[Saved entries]
◇ ◇ ◇ ◇ ◇ ◇ ◇
PR #1023, opened 2017-02-23
Copy libs/pythonXY.lib to support building of C extensions without distutils

jcfr:
This issue was discovered while using virtualenv to create an
isolated environment and test that a source distribution would compile
without using the knowledge hardcoded in `distutils.sysconfig` and
`virtualenv/virtualenv_embedded/distutils-init.py`

In other word, without relying on the fact virtualenv monkey patch distutils
to ensure the value associated with `LIBDIR` variable is correct.

This is relevant because the library location is implicitly specified
in PC/pyconfig.h

```
[...]

/* For an MSVC DLL, we can nominate the .lib files used by extensions */
                        /* So MSVC users need not specify the .lib file in
                        their Makefile (other compilers are generally
                        taken care of by distutils.) */

[...]
```

References:
 * https://docs.python.org/2/extending/windows.html#using-dlls-in-practice
 * https://docs.python.org/3.6/extending/windows.html#using-dlls-in-practice

### DIFF
--- a/virtualenv.py
+++ b/virtualenv.py
@@ -1395,6 +1395,20 @@ def install_python(home_dir, lib_dir, inc_dir, bin_dir, site_packages, clear, sy
                 elif os.path.exists(python_dll_d_dest):
                     logger.info("Removed %s as the source does not exist", python_dll_d_dest)
                     os.unlink(python_dll_d_dest)
+
+            if not IS_PYPY:
+                # considering that on windows, python import libraries are located in
+                # the  "<root>/libs" directory, the following code will look for and
+                # copy "pythonXY.lib".
+                pythonlib_name = "python{}{}.lib".format(sys.version_info[0], sys.version_info[1])
+                pythonlib = os.path.join(os.path.dirname(sys.executable), "libs", pythonlib_name)
+                pythonlib_dest_dir = os.path.join(lib_dir, "..", "libs")
+                pythonlib_dest = os.path.join(pythonlib_dest_dir, pythonlib_name)
+                if os.path.exists(pythonlib):
+                    logger.info("Also created %s" % pythonlib_name)
+                    mkdir(pythonlib_dest_dir)
+                    shutil.copyfile(pythonlib, pythonlib_dest)
+
         if IS_PYPY:
             # make a symlink python --> pypy-c
             python_executable = os.path.join(os.path.dirname(py_executable), "python")


macisamuele:
Is there any interest on merging this PR?
I'm currently working on a small project with rust bindings on Windows and I'm not able to build it within a virtual environment. Applying those changes on top of the latest version of `virtualenv` I can finally build them.

Pinging @dstufft as one of the project moderator recently active.
If you think that this PR could be "mergeable" but it needs testing etc. let me know and I'll try to give some support

jcfr:
@macisamuele Here is a [rebased topic](https://github.com/pypa/virtualenv/compare/master...jcfr:windows-copy-import-library-rebased), it it works well, I will push force this topic.

It would indeed be nice to get this integrated.

macisamuele:
I've spent the last few days experimenting in building rust from a venv with no success, I've applied the patch from this PR on the current master and it worked on the first try 🎉

jcfr:
Great :+1:  Could you review this topic then: https://github.com/pypa/virtualenv/compare/master...jcfr:windows-copy-import-library-rebased ? A sanity check to make sure I properly rebased it.

jcfr:
Thanks @macisamuele , topic updated :smile:

gaborbernat:
Closing due to inactivity.

jcfr:
@gaborbernat I would appreciate if you could give this a little more time. Thanks for your patience.

jcfr:
Topic has been rebased and tested locally.

I confirm that the `pythonXY.lib` file is copied for all version of python:

```
$ find . | grep "\.lib$"
./venv-test-27-x64/libs/python27.lib
./venv-test-27-x86/libs/python27.lib
./venv-test-34-x64/libs/python34.lib
./venv-test-34-x86/libs/python34.lib
./venv-test-35-x64/libs/python35.lib
./venv-test-35-x86/libs/python35.lib
./venv-test-36-x64/libs/python36.lib
./venv-test-36-x86/libs/python36.lib
./venv-test-37-x64/libs/python37.lib
./venv-test-37-x86/libs/python37.lib
```

@gaborbernat I was thinking to update the test [test_install_python_bin](https://github.com/pypa/virtualenv/blob/59a5ab8ce460de950f97ffba8e1af6d79d530aa9/tests/test_virtualenv.py#L281) ? What do you think ?

virtualenv.py
```diff
@@ -1395,6 +1395,20 @@ def install_python(home_dir, lib_dir, inc_dir, bin_dir, site_packages, clear, sy
                 elif os.path.exists(python_dll_d_dest):
                     logger.info("Removed %s as the source does not exist", python_dll_d_dest)
                     os.unlink(python_dll_d_dest)
+
+            if not IS_PYPY:
+                # considering that on windows, python import libraries are located in
+                # the  "<root>/libs" directory, the following code will look for and
+                # copy "pythonXY.lib".
+                pythonlib_name = "python{}{}.lib".format(sys.version_info[0], sys.version_info[1])
```
gaborbernat: slight name tweak, ``python_lib_name`` (the logic applies to all other names too)

virtualenv.py
```diff
@@ -1395,6 +1395,20 @@ def install_python(home_dir, lib_dir, inc_dir, bin_dir, site_packages, clear, sy
...
+                pythonlib = os.path.join(os.path.dirname(sys.executable), "libs", pythonlib_name)
+                pythonlib_dest_dir = os.path.join(lib_dir, "..", "libs")
+                pythonlib_dest = os.path.join(pythonlib_dest_dir, pythonlib_name)
+                if os.path.exists(pythonlib):
+                    logger.info("Also created %s" % pythonlib_name)
```
gaborbernat: Do not materialize the string yet, leave it extra arg to logger.

virtualenv.py
```diff
@@ -1395,6 +1395,20 @@ def install_python(home_dir, lib_dir, inc_dir, bin_dir, site_packages, clear, sy
                 elif os.path.exists(python_dll_d_dest):
                     logger.info("Removed %s as the source does not exist", python_dll_d_dest)
                     os.unlink(python_dll_d_dest)
+
+            if not IS_PYPY:
```
gaborbernat: Why just pypy, what about jython? We should also mention why this is so special

virtualenv.py
gaborbernat: is it lib on Windows too?

virtualenv.py
```diff
@@ -1395,6 +1395,20 @@ def install_python(home_dir, lib_dir, inc_dir, bin_dir, site_packages, clear, sy
...
+                # considering that on windows, python import libraries are located in
+                # the  "<root>/libs" directory, the following code will look for and
+                # copy "pythonXY.lib".
+                pythonlib_name = "python{}{}.lib".format(sys.version_info[0], sys.version_info[1])
+                pythonlib = os.path.join(os.path.dirname(sys.executable), "libs", pythonlib_name)
+                pythonlib_dest_dir = os.path.join(lib_dir, "..", "libs")
```
gaborbernat: Shouldn't this take the lib_dir value from https://github.com/pypa/virtualenv/blob/508919a789dcb43469bdfbdcbf9d98546b4c076c/virtualenv.py#L1095?

virtualenv.py
jcfr: `.lib` is indeed the extension on Windows. [Test above](#issuecomment-454175220) was performed on windows and the directory were searched running `find`  and `grep` from Git Bash.

virtualenv.py
jcfr: The `.lib` file indeed lives in the `.libs` folder.

image

virtualenv.py
jcfr: * Jython is java-based and doesn't provide import libraries like CPython does.
* Pypy indeed provides a `libs` folder with the corresponding `pythonXY.lib` file, I will update the patch to not exclude it.

gaborbernat:

jcfr:
Hi @gaborbernat , 

Last time I worked on this PR, I rebased, tested locally and answering the questions.

To move this forward and hopefully get it integrated, let me know what would be required.

gaborbernat:
I'd like to validate this on the new rewrite branch to be honest, though not sure is advanced enough to add this.

gaborbernat:
created https://github.com/pypa/virtualenv/issues/1448 to track this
◇ ◇ ◇ ◇ ◇ ◇ ◇
## [WORK INSTRUCTIONS]
Copy out, from the records above, every line that holds the string "master".

## [OUTPUT FOR THIS TASK]
@macisamuele Here is a [rebased topic](https://github.com/pypa/virtualenv/compare/master...jcfr:windows-copy-import-library-rebased), it it works well, I will push force this topic.
I've spent the last few days experimenting in building rust from a venv with no success, I've applied the patch from this PR on the current master and it worked on the first try 🎉
Great :+1:  Could you review this topic then: https://github.com/pypa/virtualenv/compare/master...jcfr:windows-copy-import-library-rebased ? A sanity check to make sure I properly rebased it.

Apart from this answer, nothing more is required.